■ **Goal of the exercise**
Wherever "script" turns up in the entries, copy out the line that holds it.

■ **Input data**
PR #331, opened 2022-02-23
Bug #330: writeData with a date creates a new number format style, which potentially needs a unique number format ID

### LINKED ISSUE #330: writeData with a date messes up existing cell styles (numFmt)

==

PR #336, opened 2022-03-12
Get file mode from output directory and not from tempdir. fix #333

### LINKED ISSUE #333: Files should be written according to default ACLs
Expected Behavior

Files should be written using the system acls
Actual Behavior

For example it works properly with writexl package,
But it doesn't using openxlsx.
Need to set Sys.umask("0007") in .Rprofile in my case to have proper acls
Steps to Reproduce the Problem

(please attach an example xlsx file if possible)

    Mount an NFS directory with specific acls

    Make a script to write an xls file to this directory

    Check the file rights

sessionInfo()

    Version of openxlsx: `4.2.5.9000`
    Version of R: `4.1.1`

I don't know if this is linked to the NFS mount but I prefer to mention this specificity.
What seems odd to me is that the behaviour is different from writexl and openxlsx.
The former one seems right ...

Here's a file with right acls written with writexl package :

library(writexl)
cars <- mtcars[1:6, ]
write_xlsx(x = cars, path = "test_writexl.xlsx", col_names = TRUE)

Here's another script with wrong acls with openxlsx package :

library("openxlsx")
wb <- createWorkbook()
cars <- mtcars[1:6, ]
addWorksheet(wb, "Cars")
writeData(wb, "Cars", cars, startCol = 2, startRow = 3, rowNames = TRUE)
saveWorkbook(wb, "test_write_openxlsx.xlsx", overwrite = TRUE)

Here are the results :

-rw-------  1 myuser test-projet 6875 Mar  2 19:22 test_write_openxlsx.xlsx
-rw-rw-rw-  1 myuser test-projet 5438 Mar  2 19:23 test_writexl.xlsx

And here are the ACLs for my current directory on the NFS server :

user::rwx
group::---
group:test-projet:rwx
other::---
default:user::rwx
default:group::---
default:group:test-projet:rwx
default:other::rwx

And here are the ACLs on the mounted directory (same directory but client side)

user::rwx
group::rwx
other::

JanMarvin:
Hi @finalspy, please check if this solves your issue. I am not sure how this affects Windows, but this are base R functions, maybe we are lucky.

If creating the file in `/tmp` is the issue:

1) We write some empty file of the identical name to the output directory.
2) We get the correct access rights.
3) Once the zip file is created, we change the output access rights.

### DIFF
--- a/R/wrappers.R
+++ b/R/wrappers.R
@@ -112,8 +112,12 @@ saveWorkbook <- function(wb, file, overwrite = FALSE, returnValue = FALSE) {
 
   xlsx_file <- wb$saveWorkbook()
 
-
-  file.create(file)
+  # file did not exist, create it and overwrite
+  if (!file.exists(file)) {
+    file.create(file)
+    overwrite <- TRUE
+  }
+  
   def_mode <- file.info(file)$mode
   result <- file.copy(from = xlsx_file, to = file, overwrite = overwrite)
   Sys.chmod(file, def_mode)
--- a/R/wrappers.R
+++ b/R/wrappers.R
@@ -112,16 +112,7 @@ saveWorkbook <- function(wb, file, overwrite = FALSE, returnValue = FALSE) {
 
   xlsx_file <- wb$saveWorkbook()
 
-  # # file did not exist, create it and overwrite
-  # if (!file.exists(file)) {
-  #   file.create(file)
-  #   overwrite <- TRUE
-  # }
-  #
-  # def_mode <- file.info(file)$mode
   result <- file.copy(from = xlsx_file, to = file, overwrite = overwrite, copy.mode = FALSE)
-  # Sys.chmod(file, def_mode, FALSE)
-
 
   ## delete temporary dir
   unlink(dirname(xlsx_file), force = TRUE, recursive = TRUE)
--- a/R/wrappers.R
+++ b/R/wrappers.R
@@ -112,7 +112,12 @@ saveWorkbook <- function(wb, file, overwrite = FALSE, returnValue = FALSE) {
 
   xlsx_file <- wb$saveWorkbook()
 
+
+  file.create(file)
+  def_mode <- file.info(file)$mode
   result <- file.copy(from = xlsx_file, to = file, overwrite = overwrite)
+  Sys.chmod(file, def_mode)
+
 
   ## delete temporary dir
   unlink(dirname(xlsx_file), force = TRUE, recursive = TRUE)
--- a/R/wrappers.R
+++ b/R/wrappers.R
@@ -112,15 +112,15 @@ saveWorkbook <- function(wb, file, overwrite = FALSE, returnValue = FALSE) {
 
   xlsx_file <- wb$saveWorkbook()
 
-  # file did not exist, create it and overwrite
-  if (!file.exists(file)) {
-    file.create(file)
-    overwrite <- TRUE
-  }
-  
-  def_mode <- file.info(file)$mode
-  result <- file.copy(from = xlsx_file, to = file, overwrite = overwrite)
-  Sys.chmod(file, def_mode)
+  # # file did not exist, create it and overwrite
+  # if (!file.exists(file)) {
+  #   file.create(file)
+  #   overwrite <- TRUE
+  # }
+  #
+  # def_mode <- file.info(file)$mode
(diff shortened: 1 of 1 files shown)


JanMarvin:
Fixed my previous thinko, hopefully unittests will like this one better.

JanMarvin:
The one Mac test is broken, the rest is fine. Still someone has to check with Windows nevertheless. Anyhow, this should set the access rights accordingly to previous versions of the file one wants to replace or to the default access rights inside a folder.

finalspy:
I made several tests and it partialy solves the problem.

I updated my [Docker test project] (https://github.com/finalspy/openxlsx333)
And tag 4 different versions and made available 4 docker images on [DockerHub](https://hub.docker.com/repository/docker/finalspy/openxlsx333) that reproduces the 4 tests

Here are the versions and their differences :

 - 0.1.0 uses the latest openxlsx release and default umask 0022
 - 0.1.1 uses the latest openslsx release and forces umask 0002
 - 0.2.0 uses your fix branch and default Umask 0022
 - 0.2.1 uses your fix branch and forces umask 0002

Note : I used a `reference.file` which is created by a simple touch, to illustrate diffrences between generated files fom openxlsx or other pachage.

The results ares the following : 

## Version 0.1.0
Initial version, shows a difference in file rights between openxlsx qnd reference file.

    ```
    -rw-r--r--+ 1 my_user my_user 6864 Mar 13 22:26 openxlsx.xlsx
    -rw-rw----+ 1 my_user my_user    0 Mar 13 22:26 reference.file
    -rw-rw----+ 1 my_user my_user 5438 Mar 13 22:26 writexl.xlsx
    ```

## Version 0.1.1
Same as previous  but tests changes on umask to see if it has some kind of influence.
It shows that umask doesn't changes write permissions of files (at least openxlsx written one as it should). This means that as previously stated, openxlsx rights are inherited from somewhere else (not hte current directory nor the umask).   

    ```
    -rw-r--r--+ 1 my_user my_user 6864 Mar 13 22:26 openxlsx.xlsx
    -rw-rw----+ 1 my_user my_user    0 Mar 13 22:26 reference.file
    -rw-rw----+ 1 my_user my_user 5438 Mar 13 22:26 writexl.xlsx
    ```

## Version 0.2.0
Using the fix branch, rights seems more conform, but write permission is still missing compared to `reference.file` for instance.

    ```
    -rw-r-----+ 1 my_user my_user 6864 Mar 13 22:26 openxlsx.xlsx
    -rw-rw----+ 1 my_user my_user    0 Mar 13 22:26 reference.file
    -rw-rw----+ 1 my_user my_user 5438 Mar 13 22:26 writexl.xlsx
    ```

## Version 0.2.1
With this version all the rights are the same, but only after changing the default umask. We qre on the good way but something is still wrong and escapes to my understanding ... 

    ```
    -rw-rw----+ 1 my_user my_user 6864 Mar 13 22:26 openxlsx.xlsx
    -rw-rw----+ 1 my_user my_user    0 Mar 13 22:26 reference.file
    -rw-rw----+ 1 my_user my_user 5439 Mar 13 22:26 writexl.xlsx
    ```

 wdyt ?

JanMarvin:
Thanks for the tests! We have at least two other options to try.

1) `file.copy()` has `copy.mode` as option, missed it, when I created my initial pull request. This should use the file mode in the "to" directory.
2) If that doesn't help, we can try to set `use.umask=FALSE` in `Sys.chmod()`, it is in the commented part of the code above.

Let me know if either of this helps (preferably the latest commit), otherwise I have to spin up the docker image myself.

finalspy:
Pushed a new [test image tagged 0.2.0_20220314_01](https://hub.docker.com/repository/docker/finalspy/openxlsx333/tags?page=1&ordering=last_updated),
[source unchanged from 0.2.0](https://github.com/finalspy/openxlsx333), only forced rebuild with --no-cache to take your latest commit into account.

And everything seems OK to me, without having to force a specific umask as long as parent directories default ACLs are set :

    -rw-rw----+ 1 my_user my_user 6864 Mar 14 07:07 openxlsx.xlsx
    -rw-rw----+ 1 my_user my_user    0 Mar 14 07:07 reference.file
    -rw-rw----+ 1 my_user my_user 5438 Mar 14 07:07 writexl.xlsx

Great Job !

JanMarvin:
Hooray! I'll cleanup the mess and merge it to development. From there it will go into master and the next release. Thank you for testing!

■ **Output of the task**
    Make a script to write an xls file to this directory
Here's another script with wrong acls with openxlsx package :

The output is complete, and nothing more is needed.